I have experienced incredible change and growth in that time. I have learned so much about myself and coped with many difficult times as a direct result of the inner strength I have gained from Muay Thai, my amazing trainer and my gym family. Muay Thai is the hardest, yet best, thing I've ever done. It has taught me to stop making excuses. No matter what, I train. It's not easy, I'm not 'special', I have bad days, I have good days.

I don't feel 43. Sometimes I'm horrified when I think about it!

I hope to fight next year at some point. Apparently that's not such an easy thing to arrange at my age. I'm keeping positive that I'll get to experience it - in an authentic and challenging way.

I'm inspired daily by Sylvie and other women and men in Muay Thai. I know it's a learning curve with no end for me.

A lifelong passion.

I've been very impressed by how many women I've come in contact with who are in their late-30's and mid-40's, who are very devoted and dedicated to Muay Thai. I'm certainly made to feel older than I actually feel by living in the Thai world of Muay Thai, which skews toward adolescents. But, while I don't consider 31 to be "old," it's not exactly categorized by "young" either. But even at my age, perhaps by the circumstances of living here, I see a lot of truth in that saying, "youth is wasted on the young." I'm much more focused and work much more deliberately than the young'ins at my gym.
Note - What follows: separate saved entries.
PR #2898, opened 2018-08-28
Fix 'error=class-memaccess' warnings with gcc 8

keithc-ca:
Address diagnostics of the form:
```
error: 'void* memset(void*, int, size_t)' clearing an object with no trivial copy-assignment; use assignment or value-initialization instead [-Werror=class-memaccess]
```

But I don't think I would have been ready for this kind of experience earlier in my life. I was an idiot in my late-teens; I needed to be the age I was when I started and I've needed the years I've spent in the sport/art already to get to the point I'm at now. There are so many times I have a realization about a technique or ethic that I was instructed a LONG time ago but it only makes sense to me now. I'm only ready for it now.